Problem – In the records that follow, locate every line with "field" and extract it.

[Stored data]
##########

PR #435, opened 2017-05-11
Add tiles and make layers exclusive on detail map

### LINKED ISSUE #426: Show generated tiles on detail map
See PR #354 for URL pattern.

### LINKED ISSUE #429: Destinations layers should be radio buttons
Only one can be toggled on at any given time

KlaasH:
## Overview

Makes two main changes to the place detail map:
- Adds the generated tile layers ("ways" and "census blocks")
- Makes the destination layers "pick one" (radio) rather than checkboxes

### Demo

image

### Notes

This is using the [leaflet-groupedlayercontrol](https://github.com/ismyrnow/leaflet-groupedlayercontrol) plugin.  That gets us the ability to make groups mutually exclusive.  The thing it doesn't have that the regular `L.Control.layers` does is sorting.  The regular picker supports two groups (base maps and overlays), so it's possible to get the separation we want by putting our overlays in as the base maps and our destinations in as overlays.  But we can't get the destinations to be radio buttons.  Probably that's more important than sorting, and we could possibly get them to sort by some other means if we need to.

Anyway, if you want to see the `L.Control.layers` version you can check out the second-to-last commit on this branch.  It looks like this:
image

Speaking of base maps, this moves the actual Positron base map out of the picker altogether, which makes sense since we only offer one.

## Testing Instructions

Rebuild your `angularjs` container to get the new bower package installed, then view a neighborhood that has a fully completed (including tiling) job.  You should still get the boundary initially but now be able to switch to the ways or census blocks tiles, and you should be able to pick only one destinations layer at a time.

Resolves #426, resolves #429.

### DIFF
--- a/src/angularjs/bower.json
+++ b/src/angularjs/bower.json
@@ -17,6 +17,7 @@
     "angular-ui-router": "0.4.2",
     "angular-toastr": "2.1.1",
     "leaflet": "1.0.3",
+    "leaflet-groupedlayercontrol": "0.6.0",
     "moment": "2.17.1",
     "animate.css": "3.5.2",
     "angular-bootstrap": "1.3.3",
--- a/src/angularjs/src/app/analysis-jobs/detail/analysis-jobs-detail.html
+++ b/src/angularjs/src/app/analysis-jobs/detail/analysis-jobs-detail.html
@@ -73,9 +73,9 @@
                   <td>Ways</td>
                   <td><a ng-href="{{ analysisJobDetail.results.ways_url }}">ESRI Shapefile</a></td>
               </tr>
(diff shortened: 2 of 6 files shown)


CloudNiner:
Hmmm, re only offering one basemap: @jcahail I think I remember something about offering a satellite basemap from the functional spec. Is that still a requirement? In which case the groupedlayercontrol is a superior choice since we could re-add positron+satellite

jcahail:
Correct- "option to view street map or satellite image map background" is listed as a key feature in the functional spec.

flibbertigibbet:
Satellite layer is a non-default option for the list view map.

KlaasH:
Added satellite basemap option:
image

KlaasH:
The random order was bothering me, so I did a sort.  Done fiddling now.

PR #469, opened 2017-05-17
Display bike scores in requested sort order

### LINKED ISSUE #458: Reorder scores on Compare page
[ ] Change “Overall score” to “BNA Score” and move to top of the list
[ ] Move "Total population" to second on the list
[ ] Move "People" to third on the list

CloudNiner:
## Overview

Displays analysis scores in requested sort order, according to #458. 

### Demo

### Notes

More annoying than expected. Ordering is a view layer concern here, so it didn't make sense to extend the API model with something like a priority field. Instead we declare the order in client code and always sort by the declared order before returning the array of AnalysisScoreMetadata objects.

Any metadata object returned that doesn't have a sort order defined in the UI code will sort after all of the defined ones.

## Testing Instructions

View compare and neighborhood detail views. Scores on page should reflect order described in #458. 

Closes #458


src/angularjs/src/app/places/compare/compare.controller.js
```diff
@@ -31,22 +31,23 @@
...
                 ctl.places = _.drop(results);
+                _.forEach(ctl.places, function (place) {
+                    place.scores = _.reduce(place.scores, function (result, score) {
+                        result[score.metric] = {
+                            score: score.score,
+                            score_normalized: score.score_normalized
+                        }
+                        return result;
+                    }, {});
+                })
```
KlaasH: Two questions on this and its companion below:
1. It's converting `place.scores` to an object keyed by metric rather than a list of objects, right?  If I'm reading that right, then
```
place.scores = _.keyBy(place.scores, 'metric');
```
would accomplish the same thing.  (The same except that it would also leave the `metric` key in the object, which is a bit redundant but harmless.)
2. If this is how we want the data, couldn't we just do it in [`places.service.js`](https://github.com/azavea/pfb-network-connectivity/blob/develop/src/angularjs/src/app/components/places.service.js#L53)?  I believe these are the only two places where `Places.getPlace` is used.

CloudNiner: Whoops missed keyBy. I'll switch to that.

Yeah, I'll look at putting this change in the service.

CloudNiner:
After taking a break from this, putting a duplicate config in the JS was dumb. That might be justified for an app using an external API, but that's not the case here. It should be straightforward to move the ordering to the django model.

CloudNiner:
Updated and cleaned up. Probably worth another look.

PR #475, opened 2017-05-21
Draw intersection stress

spencerrecneps:
## Overview

This addresses one of the top priorities voiced by PFB in the mapping. Adds a table named neighborhood_ways_carto, which can be used for more fine-grained cartographic representation of the stress. Basically, it splits each line segment into three parts: one representing the way, and one on either end representing the intersection. This new table would need to be referenced in place of neighborhood_ways in generating tiles for the traffic stress layer.

It appears the tiles are all generated from the shapefile outputs, so it looks like we would need to be exporting this new table to shapefile as well. The field names to use in the cartographic styles are slightly different. The fields would be FT_STRESS and TF_STRESS.

### DIFF
--- a/src/analysis/features/ways_carto.sql
+++ b/src/analysis/features/ways_carto.sql
@@ -1,0 +1,77 @@
+----------------------------------------
+-- Creates a table of segmented geometries
+-- based on neighborhood_ways. Used for
+-- showing segment and intersection stress
+-- in mapping.
+--
+-- Variables:
+--      :nb_output_srid -> SRID of the analysis
+--      :min_length -> Minimum length, below which lines are split based on percentages
+--      :int_length -> Length of line to reserve for intersection stress
+----------------------------------------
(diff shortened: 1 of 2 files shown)


CloudNiner:
@spencerrecneps we just saw this PR, and its been hanging out untouched for almost two months. So a few questions:
- Is this still relevant?
- Is the feature complete?

If yes to both, can you provide a bit more detail on the columns that should be visualized on the ways tile layer? We currently select `FT_SEG_STR` and `TF_SEG_STR`. Presumably we would now have to also visualize `FT_STRESS` and `TF_STRESS` with the same styles as the segments?

spencerrecneps:
At this late date I think we can shelve this for now. I've explained to PFB the difficulties in visualizing the intersection stress in the online version and showed them how this effect can be accomplished in a desktop GIS. That's sufficient for now.

CloudNiner:
Ok thanks for the update. I'm going to close this PR for now. It can be reopened and reviewed at a later date if necessary.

##########

Task answer –
More annoying than expected. Ordering is a view layer concern here, so it didn't make sense to extend the API model with something like a priority field. Instead we declare the order in client code and always sort by the declared order before returning the array of AnalysisScoreMetadata objects.
It appears the tiles are all generated from the shapefile outputs, so it looks like we would need to be exporting this new table to shapefile as well. The field names to use in the cartographic styles are slightly different. The fields would be FT_STRESS and TF_STRESS.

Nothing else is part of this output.